Attached to Project: Arch Linux
Opened by David C. Rankin (drankinatty) - Saturday, 17 July 2010, 07:13 GMT
Last edited by Andreas Radke (AndyRTR) - Saturday, 07 August 2010, 18:49 GMT
Task Type Bug Report
Category Packages: Core
Status Closed
Assigned To Tobias Powalowski (tpowa)
Thomas Bächler (brain0)
Andreas Radke (AndyRTR)
Architecture All
Severity High
Priority Normal
Reported Version
Due in Version Undecided
Due Date Undecided
Percent Complete 100%
Votes 1
Private No

Details

Description:

I still can't get compiz to quit white-screening when running the 2.6.34 kernels. Compiz and the entire graphics system on my laptop works perfectly with the LTS kernel, but when I upgraded to the 2.6.34 kernels, compiz white-screens due to a bug somewhere in the kernel/KMS/xf86-video-ati interplay. I use the xf86-video-ati module.

The lspci -vv info for my system is:

http://www.3111skyline.com/dl/Archlinux/bugs/Toshiba205d-lspcivv.txt

The dmidecode info is:

http://www.3111skyline.com/dl/Archlinux/bugs/toshiba205d-dmidecode.txt

Starting with the 2.6.32 kernels, everything was GREAT with this laptop and the graphic response had never been so good on the 'radeon' driver -- it was kicking ass! But with the 2.6.34 kernel, something is badly broken.

Now 'compositing' works fine on the box. I can toggle compositing on/off in Gnome and it is fine. There is nothing compiz specific in Xorg.0.log that is helpful (but see below for the massive differences between 2.6.34 and LTS Xorg.0.log files). .xsession-error catches a couple of errors when compiz tries to start:

Window manager warning: Invalid WM_TRANSIENT_FOR window 0x111 specified for 0x5e0017b (Configure ).
Window manager warning: Invalid WM_TRANSIENT_FOR window 0x111 specified for 0x5e004cd (Configure ).
Window manager warning: Invalid WM_TRANSIENT_FOR window 0x111 specified for 0x5e0099b (Configure ).
* Detected Session: gnome
* Searching for installed applications...
** Message: pygobject_register_sinkfunc is deprecated (GtkWindow)
** Message: pygobject_register_sinkfunc is deprecated (GtkInvisible)
** Message: pygobject_register_sinkfunc is deprecated (GtkObject)
compiz (core) - Error: Plugin 'text' not loaded.

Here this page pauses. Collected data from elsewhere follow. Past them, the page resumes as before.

PR #141, opened 2019-05-01
Added TLSv1.3 support to nginx config files

KarenAvetyan:
Nginx supports TLS 1.3 since version 1.13.0 (released in April 2017) when built against OpenSSL 1.1.1.
If Nginx is built against older OpenSSL version TLS 1.3 is not active and TLS 1.2 is used.


petkivim:
Thank you for submitting a pull request.

We're currently redesigning and updating the X-Road architecture, and Nginx won't be used in the X-Road technology stack in the future releases anymore. It will be removed from the Security Server in version 6.24.0 and from the Central Server in some later version. Therefore, we do not add support for TLS 1.3 to the Nginx configuration at this point, but rather add it to the new tech stack later.

For the reasons explained above, this pull request is not approved.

compiz (shift) - Warn: No compatible text plugin loaded.
Window manager warning: Received a _NET_WM_MOVERESIZE message for 0x4800021 (CompositeT); these messages lack timestamps and therefore suck.
Window manager warning: Received a _NET_WM_MOVERESIZE message for 0x4800021 (CompositeT); these messages lack timestamps and therefore suck.
Window manager warning: Received a _NET_WM_MOVERESIZE message for 0x4800021 (CompositeT); these messages lack timestamps and therefore suck.
Window manager warning: Received a _NET_WM_MOVERESIZE message for 0x4800021 (CompositeT); these messages lack timestamps and therefore suck.
Window manager warning: Invalid WM_TRANSIENT_FOR window 0x111 specified for 0x5800006 (Session Ch).

but I can't really decipher them. The compiz (core) and compiz (shift) lines are normal, I get them when starting compiz under LTS also and compiz starts fine.

Where there are MASSIVE differences is in the initialization of my video card in the Xorg.0.log files. The LTS Xorg.0.log is twice a large as the Xorg.0.log file from the 2.6.34 kernel startup. Much of it is just gibberish to me, but I'm sure the bug lies in the way the 2.6.34 kernel is trying to initialize my gpu. I have saved copies of each file for review:

2.6.34.1 kernel (35k):
http://www.3111skyline.com/dl/Archlinux/bugs/compiz/34.1/gnome/Xorg.0.log

LTS-kernel (62k)
http://www.3111skyline.com/dl/Archlinux/bugs/compiz/lts/gnome/Xorg.0.log

Obviously something in the way initialization for my video card is done changed from 2.6.32 - 2.6.34 that introduced a bug that is breaking compiz. I look at all the logs, but most is just gibberish. I simply don't know what I'm looking for. However, I'm happy to help in any way you need or provide any information that will help. Just let me know what you want and I'll be happy to be your hands on the keyboard at this end.

Thanks.

This task depends upon

Closed by  Andreas Radke (AndyRTR)
Saturday, 07 August 2010, 18:49 GMT
Reason for closing:  Fixed
Comment by Andreas Radke (AndyRTR) - Saturday, 17 July 2010, 09:09 GMT
try a .35rc kernel if it's fixed meanwhile. if not ask on the upstream radeon list and then probably file the issue to the Xorg tracker for radeon.
Comment by David C. Rankin (drankinatty) - Saturday, 17 July 2010, 23:57 GMT
OK, I'll give that a try.

For completeness here, I have more data that might help or at least be coordinated in one place for reference by the radeon folks.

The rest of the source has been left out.